After the first winter of the siege of Leningrad in 1941 and 1942, the government was considering various ways of increasing the food security of the population. In March 1942, the executive committee of the Leningrad City Council of Workers’ Deputies issued a decree “On the development of individual gardening”.

633 part-time farms and 1468 gardening groups were founded, consisting of nearly 180,000 people. In addition, more than 100,000 Leningraders had their own individual gardens. The Summer Garden, the Field of Mars, St. Isaac’s Square, and other squares and parks of Leningrad were given over to vegetable farming.
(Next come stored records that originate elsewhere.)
PR #378, opened 2020-09-15
Allow adding court times

Ninamma:
## Context

We want to allow caseworkers to be able to add the time of an upcoming court hearing - this is mainly for it to be used for the Court Date letter.

- Added field in Court Date form for `court_time`
- Display `court_time` on the Court Case details page

To do:
- ~~Figure out if Time Zones matter~~ **I think they don't**
  - ~~If I'm currently in BST and add a court date that would be in GMT, will that affect the court time when we are in GMT?~~
  - ~~Is there a way to just ignore Time Zones?~~
  - **I think we don't need to do anything about them, since we just use `strftime` to turn DateTimes into strings and don't do anything with the Time Zones at all.**

- Check if the Court time needs to be displayed anywhere else
- Update CourtDate in API docs

## Guidance to review

I realised while going around in circles to find a way to input time that my Rails frontend knowledge isn't so good - so any pointers there would be good!

Let me know if what I've said about Time Zones makes sense!
## Link to Jira card

https://hackney.atlassian.net/browse/MAAP-487?atlOrigin=eyJpIjoiNDA2ZTMzYWE4ZDM1NGZmN2E3YTk3NTMwZTQwZmQzNDQiLCJwIjoiaiJ9

## Things to check

### DIFF
--- a/app/controllers/court_cases_controller.rb
+++ b/app/controllers/court_cases_controller.rb
@@ -8,9 +8,8 @@ class CourtCasesController < ApplicationController
   def create
     create_court_case_params = {
       tenancy_ref: tenancy_ref,
-      court_date: params.fetch(:court_date)
+      court_date: court_date
     }
-
     use_cases.create_court_case.execute(create_court_case_params: create_court_case_params)
 
     redirect_to show_success_court_case_path(message: 'Successfully created a new court case')
@@ -22,6 +21,7 @@ class CourtCasesController < ApplicationController
   def edit_court_date
     @tenancy = use_cases.view_tenancy.execute(tenancy_ref: tenancy_ref)
     @court_date = court_case.court_date&.to_date&.strftime('%F')
+    @court_time = court_case.court_date&.to_time&.strftime('%R')
   end
 
   def update_court_date
@@ -131,5 +131,11 @@ class CourtCasesController < ApplicationController
   def to_boolean(param)
     return true if param == 'Yes'
     return false if param == 'No'
+  end
+
+  def court_date
+    court_date = params.fetch(:court_date)
+    court_time = params.fetch(:court_time)
+    "#{court_date} #{court_time}"
   end
 end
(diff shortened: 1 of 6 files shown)


C-gyorfi (commented):
when I edited an existing court time 😱 
image

app/controllers/court_cases_controller.rb
```diff
@@ -22,6 +21,7 @@ def create
   def edit_court_date
     @tenancy = use_cases.view_tenancy.execute(tenancy_ref: tenancy_ref)
     @court_date = court_case.court_date&.to_date&.strftime('%F')
+    @court_time = court_case.court_date&.to_time&.strftime('%R')
   end
 
   def update_court_date
```
C-gyorfi, line 27: I think we need to update this action too, currently the update always generates a `00:00` time

Ninamma: Fixing this now, but am so confused as to why the test pass - line 176 in `creating_court_case_spec` should fail in this case 🙃 

image

spec/features/income_collection/court_cases/creating_court_case_spec.rb
```diff
@@ -35,8 +35,8 @@
 
     when_i_click_on_edit_court_date
     then_i_should_see_edit_court_date_page
-    and_i_should_see_the_current_curt_date
-    when_i_fill_in_the_new_court_date
+    and_i_should_see_the_current_court_date_info
+    when_i_fill_in_the_new_court_date_and_time
     and_i_click_on_save
 
     then_i_should_see_the_tenancy_page
```
C-gyorfi, line 42: Yep, could we could have changed the expectation when updating the court date in `and_i_should_see_the_updated_court_date`

C-gyorfi (approved):
👍

spec/features/income_collection/court_cases/creating_court_case_spec.rb
Ninamma: Oh no, so that had been updated. 

What I did was I had a stubbed API response with the updated time - so that expectation still passed without a working controller.
But in the production code I hadn't actually made the controller send the correct info to the API 😬 danger of stubbing without thinking 😓

PR #379, opened 2020-09-16
Removing random 'thing'

Ninamma:
get rid of thing:
image


C-gyorfi (approved):
```git blame app/views/court_cases/show.html.erb``` 😃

There were also active educational efforts on the nutritional properties of wild plants.

The Theatre of Musical Comedy, Baltic Fleet Theatre, and Philharmonia were open for public during the siege of Leningrad.
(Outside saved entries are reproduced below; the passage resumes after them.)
PR #382, opened 2020-09-21
Allow creating formal one off payment agreements

C-gyorfi:
## Context
The one-off payment form does not allow creating formal agreements because the court case id is missing from the form.

- Add `court_case_id` as a hidden field tag when it's a formal agreement

## Things to check


Ninamma (approved):
👍

PR #385, opened 2020-09-22
Ask users to fill in the reason of cancellation when cancelling an agreement

C-gyorfi:
## Context
As a credit controller, whenever I cancel or change an agreement I want to be able to add a note so that I can put in a reason for why it was cancelled or changed.

- Update `create agreement` use-case and `agreements gateway` to send `cancellation reason` and `cancelled by` in the request body
- Ask users to fill in the reason of cancellation when cancelling an agreement
image

## Link to Jira card
https://hackney.atlassian.net/secure/RapidBoard.jspa?rapidView=30&projectKey=MAAP&modal=detail&selectedIssue=MAAP-280
## Things to check

### DIFF
--- a/app/controllers/agreements_controller.rb
+++ b/app/controllers/agreements_controller.rb
@@ -60,16 +60,21 @@ class AgreementsController < ApplicationController
   def confirm_cancellation
     tenancy_ref
     agreement_id
+    cancellation_reason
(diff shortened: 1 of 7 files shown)


Ninamma (approved):
👍

PR #387, opened 2020-09-23
Court outcome action diary

Ninamma:
## Context

When an officer adds a Court Outcome to a Court case, we want an entry written to the action diary and the case to be resynced.

This is the first slice for this 🍰 

- Get frontend to pass `username` and `tenancy ref` to `update court case` use case in the back end
## Link to Jira card

https://hackney.atlassian.net/browse/MAAP-522?atlOrigin=eyJpIjoiODQ3MmZjMTI4NDQ0NDRmZDhiMTA0OTE3MjdhNzRiMjAiLCJwIjoiaiJ9
## Things to check

### DIFF
--- a/app/controllers/court_cases_controller.rb
+++ b/app/controllers/court_cases_controller.rb
@@ -51,7 +51,8 @@ class CourtCasesController < ApplicationController
       id: court_case_id,
       court_outcome: court_outcome,
       balance_on_court_outcome_date: params.fetch(:balance_on_court_outcome_date),
-      strike_out_date: params.fetch(:strike_out_date)
+      strike_out_date: params.fetch(:strike_out_date),
+      username: username
     }
 
     if Hackney::Income::Domain::CourtCase.new(court_outcome: court_outcome).can_have_terms?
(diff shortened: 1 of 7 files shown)


app/controllers/court_cases_controller.rb
```diff
@@ -82,7 +84,9 @@ def update_terms
       disrepair_counter_claim: to_boolean(params.fetch(:disrepair_counter_claim)),
       court_outcome: params.fetch(:court_outcome),
       balance_on_court_outcome_date: params.fetch(:balance_on_court_outcome_date),
-      strike_out_date: params.fetch(:strike_out_date)
+      strike_out_date: params.fetch(:strike_out_date),
+      username: username,
+      tenancy_ref: tenancy_ref
```
C-gyorfi, line 89: I may be wrong, but I think we don't need the `tenancy_ref` param

Ninamma: When you say we don't need it, do you mean we don't need it because there's an easier way to get it than passing it like this? 

Or we don't need it at all? 🤔 

Because from what I can see, the usecase to write into the Action Diary and resync does require it:
```
@add_action_diary_and_sync_case_usecase.execute(
            username: username,
            tenancy_ref: tenancy_ref,
            action_code: 'IC6',
            comment: "Court outcome added: #{human_readable_court_outcome}"
          )
```

C-gyorfi: Sorry I wasn't clear, so a court case has tenancy reference:
```RUBY
  create_table "court_cases", options: "ENGINE=InnoDB DEFAULT CHARSET=utf8", force: :cascade do |t|
...
    t.string "tenancy_ref", null: false
...
  end
```

Ninamma: ah yes, yeah that makes a lot of sense! thank you! will sort that out! :D

C-gyorfi (approved):
🚀

PR #388, opened 2020-09-24
Add covid pause reason

Ninamma:
## Context

Officers might need to pause cases, where there is a Court Order breach because of Covid.

This is the frontend change to allow it.

I also realised that I hadn't added the action codes for `Court Date Letter` and `Court Outcome Added` to the list of valid Action Codes.

- Adds Pause dropdown option for `C19 Court Order Breached`

- Adds Action Codes for `C19 Court Order Breached`, `Court Date Letter` and `Court Outcome Added` to list of Action Diary Entry Code Options
## Guidance to review

I'm not 100% confident with Action Diary related things, so please shout if it looks like I'm missing anything 😅 
## Link to Jira card

https://hackney.atlassian.net/browse/MAAP-519?atlOrigin=eyJpIjoiZTgwMzkzZjUxMmVkNDE2ZGE0ZjI1YWQ4NTc4NWVmMTYiLCJwIjoiaiJ9
## Things to check

### DIFF
--- a/app/helpers/pause_reason_filter_helper.rb
+++ b/app/helpers/pause_reason_filter_helper.rb
@@ -8,6 +8,7 @@ module PauseReasonFilterHelper
         'Promise of payment' => 'Promise of payment',
         'Deceased' => 'Deceased',
         'Missing Data' => 'Missing Data',
+        'C19 Court Order Breached' => 'C19 Court Order Breached',
         'Other' => 'Other'
       }, option
     )
--- a/app/helpers/tenancy_helper.rb
+++ b/app/helpers/tenancy_helper.rb
@@ -20,6 +20,7 @@ module TenancyHelper
       'Promise of payment' => 'POP',
       'Deceased' => 'DEC',
       'Missing Data' => 'RMD',
+      'C19 Court Order Breached' => 'CVB',
       'Other' => 'GEN'
     }
   end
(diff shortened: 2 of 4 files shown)


app/helpers/pause_reason_filter_helper.rb
```diff
@@ -8,6 +8,7 @@ def pause_reason_filter(option)
         'Promise of payment' => 'Promise of payment',
         'Deceased' => 'Deceased',
         'Missing Data' => 'Missing Data',
+        'C19 Court Order Breached' => 'C19 Court Order Breached',
```
antonyoneill, line 11: Some criticism of the existing pattern here. This file maps keys to values, where keys and values are equal. In reality, we should probably be using the reason codes as the keys here.

1/2

app/helpers/tenancy_helper.rb
```diff
@@ -20,6 +20,7 @@ def pause_reasons
       'Promise of payment' => 'POP',
       'Deceased' => 'DEC',
       'Missing Data' => 'RMD',
+      'C19 Court Order Breached' => 'CVB',
```
antonyoneill, line 23: I'd make this the source of truth (or a separate file) of `code` -> `Human readable` key values, and use this directly in the above.

2/2

antonyoneill (approved):
This is OK as is, my comments are meant as a prompt for challenging existing patterns - this isn't the time to address them

app/helpers/pause_reason_filter_helper.rb
Ninamma: Yeah, I did find that odd - but went with ye old `I'm sure it's done like that for a reason so I won't question it` thinking - but will avoid that in the future 😅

“Leningrad had a special situation beginning in the first months of the war. On the Leningrad front, they fed the army dogs whatever they had. The situation was even harder with non-military dogs. There was simply nothing to feed them. And yet, it is not true that no dog survived the siege. People starved themselves but tried to save the animals that were dear to them. And these weren’t just isolated cases. When the most difficult period of the blockade passed, the dogs began to receive some scarce rations.

Thanks to this, a very small part of the population survived. In 1945, Leningrad already organized the first post-war exhibition. There were of course more military dogs. All the dogs were emaciated. Other dog clubs in the country aided in the restoration of the Leningrad population. And by 1949, there were the same number of purebred dogs as there were before the war...” (Quoted in B. Ryabinin, Vy I Vash drug Reks [You and your friend Rex], Uralsky rabochii, 1962)

In December 1943, the Military Council of the Leningrad Front resolved to organize an exhibition “Heroic Defense of Leningrad.” The exhibition was opened on 30 April 1944 and was further transformed into the museum of “Defense of Leningrad,” which became one of the first museums dedicated to the history of the Second World War. As a result of the “Leningrad Case,” the display was declared to be ideologically false, with emphasis placed on the patriotism of Leningraders, rather than on the decisive role of the Communist Party and Stalin. In 1949, the museum was shut down to public, and in 1953, it was disbanded. Most of the exhibits were destroyed, and those that remained were transferred to Leningrad museums. The premises of the museum were occupied by organizations subordinate to the Ministry of Defense.

During the Perestroika of 1988, veterans of the war and siege, along with representatives of the cultural community, called for the reopening of the museum, which resumed its operation on 8 September 1989.